3. Not all help is equal. “People like to give to communities that suffer a disaster, and affected communities like to know that other people, even total strangers, care about them,” he says. “But the logistics of managing this can be as difficult as dealing with the disaster itself. In Grantham, we received well over 300 semitrailer loads of goods, and all of that had to be sorted, stored and distributed. Furthermore, it can ruin local businesses as nobody buys anything from them anymore. It can also split communities as some people try to get everything they can, and the people who don’t want to take anything are usually the people that really need the help.  So we had to deal with a lot of turmoil in relation to donated goods and money.”

4. Local leadership is vital – and must be respected. “Even with the best intentions, bureaucrats and state and federal politicians are usually in a major city making decisions for a community that is a long way away, that many have never seen before,” Simmonds says. “The real issue is they don’t understand the needs of the community.  They don’t have to look a family in the eyes every day and see their suffering. They don’t have a grown man crying on their shoulder, or a kid wondering where they are going to sleep tonight.
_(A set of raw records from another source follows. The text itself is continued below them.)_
PR #405, opened 2020-02-14
:bug: use map in FindKubeKinds

mengqiy:
It makes more sense to return a hash set instead of a list, since hash set help de-duplicate group-kind.

### DIFF
--- a/pkg/crd/gen.go
+++ b/pkg/crd/gen.go
@@ -104,7 +104,7 @@ func (g Generator) Generate(ctx *genall.GenerationContext) error {
 		crdVersions = []string{"v1beta1"}
 	}
 
-	for _, groupKind := range kubeKinds {
+	for groupKind := range kubeKinds {
 		parser.NeedCRDFor(groupKind, g.MaxDescLen)
 		crdRaw := parser.CustomResourceDefinitions[groupKind]
 		addAttribution(&crdRaw)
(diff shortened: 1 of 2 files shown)


pkg/crd/gen.go
```diff
@@ -206,9 +206,9 @@ func FindMetav1(roots []*loader.Package) *loader.Package {
 // FindKubeKinds locates all types that contain TypeMeta and ObjectMeta
 // (and thus may be a Kubernetes object), and returns the corresponding
 // group-kinds.
-func FindKubeKinds(parser *Parser, metav1Pkg *loader.Package) []schema.GroupKind {
+func FindKubeKinds(parser *Parser, metav1Pkg *loader.Package) map[schema.GroupKind]bool {
 	// TODO(directxman12): technically, we should be finding metav1 per-package
-	var kubeKinds []schema.GroupKind
+	kubeKinds := map[schema.GroupKind]bool{}
```
camilamacedo86: Why the map with key= GroupKind and value=bool to say it was or not found it required. 
Should not more make sense return a list with all found GroupKinds?

mengqiy: `bool` was intended be a placeholder.
I have replaced it with an empty struct.

mengqiy: Map helps de-duplicating group-kind

camilamacedo86: Tks for the clarification.

PR #408, opened 2020-02-26
✨ Add support for MatchPolicy in webhook marker

vincepri:


DirectXMan12:
This needs to be optional, otherwise it's a breaking change

Issue #343, opened 2019-10-15
singular annotation does not get apply to the crd


danigrmartinez:
I wanted to get a specific single and plural name not base on the kind of the CRD. According to the [documentation](https://book.kubebuilder.io/reference/markers/crd.html) can be done using the `+kubebuilder:resource:singular`.

### Reproduce the issue
```
// +kubebuilder:resource:singular=my-singular,path=my-plural,scope=namespaced
```

### Expected CRD result
```
  group: group.com
  names:
    kind: MyKindType
    listKind: MyKindTypeList
    plural: my-plural
    singular: my-singular
  scope: namespaced
```

### Actual CRD result
```
  group: group.com
  names:
    kind: MyKindType
    listKind: MyKindTypeList
    plural: my-plural
    singular: mykindtype
  scope: namespaced
```

This is because on the [ApplyToCRD function](https://github.com/kubernetes-sigs/controller-tools/blob/master/pkg/crd/markers/crd.go#L298-L313), Singular filed is not use.

I saw some comments about singular but I couldn't understand if it is intentional ignore or it was just forgot.
Thanks!

PR #409, opened 2020-02-26
🐛Fix singular argument for resource marker

hypnoglow:
Singular argument on `+kubebuilder:resource` marker was never actually applied to CRD. This PR fixes it.

Fixes https://github.com/kubernetes-sigs/controller-tools/issues/343

Also fixes a small typo 🙃

### DIFF
--- a/pkg/crd/markers/crd.go
+++ b/pkg/crd/markers/crd.go
@@ -277,6 +277,9 @@ func (s Resource) ApplyToCRD(crd *apiext.CustomResourceDefinitionSpec, version s
 	if s.Path != "" {
 		crd.Names.Plural = s.Path
 	}
+	if s.Singular != "" {
+		crd.Names.Singular = s.Singular
+	}
 	crd.Names.ShortNames = s.ShortName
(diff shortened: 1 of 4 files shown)


vincepri:
can you add a test?

DirectXMan12:
o_O yes, test please.  I'm not sure how we missed this :-/

hypnoglow:
@vincepri @DirectXMan12 Can you please guide what test do we want? I see no unit tests or test files in `markers` package, should I create one? Or is there another place where related tests are located?

mengqiy:
You probably add the marker in https://github.com/kubernetes-sigs/controller-tools/blob/master/pkg/crd/testdata/cronjob_types.go and then check the generated CRD with the [golden file](https://github.com/kubernetes-sigs/controller-tools/blob/master/pkg/crd/testdata/testdata.kubebuilder.io_cronjobs.yaml).

hypnoglow:
@mengqiy Thanks 🙏

I've added the marker and updated the golden file.

PR #411, opened 2020-03-04
:running: Make webhook marker MatchPolicy optional

vincepri:

Sidenote: we need to add verification to the CI jobs

### DIFF
--- a/pkg/webhook/parser.go
+++ b/pkg/webhook/parser.go
@@ -60,7 +60,7 @@ type Config struct {
 	// MatchPolicy defines how the "rules" list is used to match incoming requests.
 	// Allowed values are "Exact" (match only if it exactly matches the specified rule)
 	// or "Equivalent" (match a request if it modifies a resource listed in rules, even via another API group or version).
-	MatchPolicy string
+	MatchPolicy string `marker:",optional"`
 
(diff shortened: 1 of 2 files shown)


pkg/webhook/parser.go
```diff
@@ -186,7 +186,7 @@ func (c Config) matchPolicy() *admissionreg.MatchPolicyType {
 	case strings.ToLower(string(admissionreg.Equivalent)):
 		matchPolicy = admissionreg.Equivalent
 	default:
-		matchPolicy = admissionreg.MatchPolicyType(c.MatchPolicy)
+		return nil
```
rajathagasthya: Does the `Unrecognized values are passed through` comment on L180 still hold with this change? IIUC, this will ignore invalid values, which is different behavior from failurePolicy for example.

vincepri: Good point, fixed!

rajathagasthya: @vincepri Are we okay with a different behavior than failurePolicy? i.e. failurePolicy uses any value you give and server returns error if invalid, but matchPolicy ignores invalid values.

vincepri: I think so, we probably want to avoid to set a value that's not supported

PR #620, opened 2021-09-20
🐛 Further deduplication of RBAC rules

### LINKED ISSUE #612: Deduplicate RBAC rules
The deduplication of RBAC rules currently only merges verbs for tags with the same `groups` / `resources` / `resourceNames` / `urls`. It would be nice if we could generate rules without any duplicate permissions.

For example, the following tags:

```golang
// +kubebuilder:rbac:groups=cluster.x-k8s.io,resources=machinedeployments;machinedeployments/status;machinedeployments/finalizers,verbs=get;list;watch;create;update;patch;delete
// +kubebuilder:rbac:groups=cluster.x-k8s.io,resources=machinedeployments;machinedeployments/finalizers,verbs=get;list;watch;update;patch
// +kubebuilder:rbac:groups=cluster.x-k8s.io,resources=machinedeployments,verbs=get;list;watch
// +kubebuilder:rbac:groups=cluster.x-k8s.io,resources=machinedeployments,verbs=get;list;watch;create;update;patch;delete
```

Result in:

```yaml
- apiGroups:
  - cluster.x-k8s.io
  resources:
  - machinedeployments
  verbs:
  - create
  - delete
  - get
  - list
  - patch
  - update
  - watch
- apiGroups:
  - cluster.x-k8s.io
  resources:
  - machinedeployments
  - machinedeployments/finalizers
  verbs:
  - get
  - list
  - patch
  - update
  - watch
- apiGroups:
  - cluster.x-k8s.io
  resources:
  - machinedeployments
  - machinedeployments/finalizers
  - machinedeployments/status
  verbs:
  - create
  - delete
  - get
  - list
  - patch
  - update
  - watch
```

The last 2 have been merged because the resource is equal, the others are not.

Note: This can also be solved by splitting the tags to have a separate tag for each resource.

Porges:
Closes #612.

Check if rules are rendered irrelevant by other rules and remove them if so.


pkg/rbac/parser_test.go
```diff
@@ -0,0 +1,151 @@
...
+	g.Expect(nrules[1].Subsumes(nrules[2])).To(gomega.BeTrue())
+	g.Expect(nrules[1].Subsumes(nrules[3])).To(gomega.BeTrue())
+
+	// distinct
+	g.Expect(nrules[3].Subsumes(nrules[2])).To(gomega.BeFalse())
+	g.Expect(nrules[2].Subsumes(nrules[3])).To(gomega.BeFalse())
+}
+
+func Test_SubsumesIsReflexive(t *testing.T) {
+	g := gomega.NewWithT(t)
```
Porges, line 78: use some kind of property testing for this and following test?

pkg/rbac/testdata/controller.go
```diff
@@ -10,4 +12,9 @@ package controller
 // +kubebuilder:rbac:groups=cron;batch,resources=jobs/status,verbs=get;create
 // +kubebuilder:rbac:groups=batch,resources=jobs/status,verbs=watch;watch
 // +kubebuilder:rbac:groups=art,resources=jobs,verbs=get,namespace=park
-// +kubebuilder:rbac:groups=batch.io,resources=cronjobs,resourceNames=foo;bar;baz,verbs=get;watch
+// +kubebuilder:rbac:groups=batch.io,resources=cronjobs2,resourceNames=foo;bar;baz,verbs=get;watch
```
Porges, line 15: renamed to `cronjobs2` or else it is subsumed by the `kubebuilder:rbac:groups=batch.io,resources=cronjobs,verbs=get;watch;create` line.

pkg/rbac/parser.go
```diff
@@ -63,83 +60,70 @@ type Rule struct {
...
-// new slice of strings.
-func removeDupAndSort(strs []string) []string {
-	set := make(map[string]bool)
-	for _, str := range strs {
-		if _, ok := set[str]; !ok {
-			set[str] = true
-		}
-	}
+func (nr *NormalizedRule) GenerateSortKey() {
+	nr.SortKey = strings.Join(
```
Porges, line 96: This should probably have a better name as it is correctness-critical?

Porges:
/remove-lifecycle rotten

it's not rotten, it's floundering

pkg/rbac/parser_test.go
sbueringer: What do you mean with property testing?

sbueringer (commented):
Not a maintainer, but I try to help out :)

A few suggestions

pkg/rbac/stringset.go
```diff
@@ -0,0 +1,70 @@
+/*
+Copyright 2019 The Kubernetes Authors.
```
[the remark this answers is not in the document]
Porges: Done.

pkg/rbac/parser.go
```diff
@@ -253,6 +192,90 @@ func GenerateRoles(ctx *genall.GenerationContext, roleName string) ([]interface{
...
+			// not needed; another rule handles this case
+			return dest
+		}
+
+		if it.Subsumes(other) {
+			// rebuild whole list
+			result := []*NormalizedRule{it}
+			for _, d := range dest {
+				result = insertRule(result, d)
+			}
```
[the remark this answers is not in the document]
Porges: It could, but since `it.Subsumes(other)` and we start the new list with `it` being contained, then `other` will be omitted by the previous check above. Explicitly skipping it makes the code a bit messier.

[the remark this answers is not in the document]
alvaroaleman: What you are doing here is both harder to read and less eficient than:
```
func remove(s []int, i int) []int {
    s[i] = s[len(s)-1]
    return s[:len(s)-1]
}
return append(remove(dest, idx), it)
```

pkg/rbac/parser.go
```diff
@@ -63,83 +61,93 @@ type Rule struct {
...
 
-// addVerbs adds new verbs into a Rule.
-// The duplicates in `r.Verbs` will be removed, and then `r.Verbs` will be sorted.
-func (r *Rule) addVerbs(verbs []string) {
-	r.Verbs = removeDupAndSort(append(r.Verbs, verbs...))
+type NormalizedRule struct {
+	// if two different rules have the same comparison key then they can have their verbs merged
+	// this key should comprise all the fields below except Verbs and Namespace (since rules
+	// are partitioned by namespace before merging)
+	ComparisonKey string
```
alvaroaleman, line 97: Sorry, I don't understand why this is needed. If one rule is a superset of another rule, the subet rule can be removed. Why is any additional merging needed?

alvaroaleman (commented):
Hi @Porges 

Thanks for submitting this change. There are a couple of issues with it IMHO, most notably that is too invasive and not properly tested, with the result that it is incorrect.


From what I can tell by looking at https://github.com/kubernetes-sigs/controller-tools/issues/612, all of it can be solved by by removing rules that have a supset. As a result, I would expect the change to the existing code to look something like this:

```diff
--- a/pkg/rbac/parser.go
+++ b/pkg/rbac/parser.go
@@ -194,6 +194,8 @@ func GenerateRoles(ctx *genall.GenerationContext, roleName string) ([]interface{
                        ruleMap[key].addVerbs(rule.Verbs)
                }
 
+               ruleMap = removeRulesThatHaveSuperset(ruleMap)
+
                // sort the Rules in rules according to their ruleKeys
                keys := make([]ruleKey, 0, len(ruleMap))
                for key := range ruleMap {
```

As a general rule of thumb for making any changes:
* Keep the change as small as possible
* Do not make any unrelated stylistic changes
* Keep the change scoped, do not mix refactorings (change of existing code that does not intend to change behavior) with behavioural changes

pkg/rbac/parser.go
```diff
@@ -63,83 +61,93 @@ type Rule struct {
...
-	var result []string
-	for str := range set {
-		result = append(result, str)
-	}
+	result := set.UnsortedList()
 	sort.Strings(result)
 	return result
 }
 
+// Subsumes indicates if one rule entirely determines another,
```
alvaroaleman, line 130: This might be due to the fact that I am not a native English speaker, but I find a name like `IsSuperset` way more obvious.

pkg/rbac/parser.go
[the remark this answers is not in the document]
Porges: @alvaroaleman that doesn’t result in the quite same outcome; if Rule X is superset of Rule Y in the list, it could also be a superset of Rule Z (and others), so we still need to go through and check the remainder of the list.

pkg/rbac/parser.go
```diff
@@ -63,83 +61,93 @@ type Rule struct {
...
+// meaning that the other is unnecessary.
+// Remember that Kubernetes RBAC rules are purely additive, there
+// are no deny rules.
+func (nr *NormalizedRule) Subsumes(other *NormalizedRule) bool {
```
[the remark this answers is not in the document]
Porges: Have updated this versus the documentation on the `PolicyRule` struct. Thanks, this is the kind of feedback I wanted on the correctness. :+1:

pkg/rbac/parser.go
Porges: This is to handle verb list merging (a part of the existing codebase as well); if two rules match exactly the same things then they can be unified and their verb lists merged.

pkg/rbac/parser.go
```diff
@@ -23,22 +23,20 @@ limitations under the License.
...
 )
 
-var (
-	// RuleDefinition is a marker for defining RBAC rules.
-	// Call ToRule on the value to get a Kubernetes RBAC policy rule.
-	RuleDefinition = markers.Must(markers.MakeDefinition("kubebuilder:rbac", markers.DescribesPackage, Rule{}))
-)
+// RuleDefinition is a marker for defining RBAC rules.
+// Call ToRule on the value to get a Kubernetes RBAC policy rule.
+var RuleDefinition = markers.Must(markers.MakeDefinition("kubebuilder:rbac", markers.DescribesPackage, Rule{}))
```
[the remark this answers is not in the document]
Porges: Unfortunately this was auto-formatter collateral damage.

pkg/rbac/parser_test.go
Porges: See updated tests; in this case using the `testing/quick` package. We generate arbitrary `Rule`s and then make assertions about them.

pkg/rbac/parser.go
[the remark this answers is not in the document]
Porges: I have been building out the unit tests (given that there were none to start with) but definitely could do with more.

Porges:
Ideally we'd also rely on [the k8s code](https://github.com/kubernetes/kubernetes/blob/ea0764452222146c47ec826977f49d7001b0ea8c/pkg/apis/rbac/v1/helpers.go) to help enforce requirements on the `PolicyRule` but importing this requires [a bunch of `replace`s added into `go.mod`](https://github.com/kubernetes-sigs/cloud-provider-huaweicloud/blob/master/go.mod). Is this viable/okay to proceed with?

alvaroaleman:
> he k8s code to help enforce requirements on the PolicyRule (see PolicyRuleBuilder) but importing this requires a bunch of replaces added into go.mod. Is this viable/okay to proceed with?

Unfortunately not, because that will break `go install`.

In general, k8s itself states you must never import k8s/kubernetes (I can't find the reference for that off-hand, but it exists). The only way to get us to use upstream code would be to talk to upstream sig-apimachinery if they are open to move this to staging (i.E. below the `staging` directory in the repo). Then it gets published to repos tthat can be imported without `replacfe`. On a quick look, it seems to be that this might be possible for this package, as it only seems to use external api. But I might be missing context.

So it’s easy to detach themselves from the reality.

“We were successful because Steve and I were in the community all the time, trying to sort out real problems for people that were truly devastated. We were ready to fight anyone that got in the way of the vision we had. Steve would tell them to come out to Grantham and slap the handcuffs on him because he’d be the first one to break the rules.  In many ways, this ‘cowboy’ approach we had with state and federal agencies helped us, because the community could see we were fighting for them. And in the end, no one from outside was really game to stop us. Was some of it an act?  Probably, but I think it worked well!”

5. Disaster fatigue is real. “I’ve heard Peter Cosgrove has been talking about ‘disaster fatigue’,” Simmonds says of the former governor-general and decorated general, now coordinating efforts by the business community to help repair bushfire-broken communities. “ That’s essentially when people forget about a disaster and move on to the next thing.

“In Grantham, we knew if we played the victim card, people would turn off.  So we tried to turn the story from a suffering community to a community that gratefully accepted the generosity and used it to do something extraordinary.  We wanted people to see that they gave us a hand when we needed it, but we stood up on our own.

“We would turn the disaster into a positive and make Grantham a better and safer place.”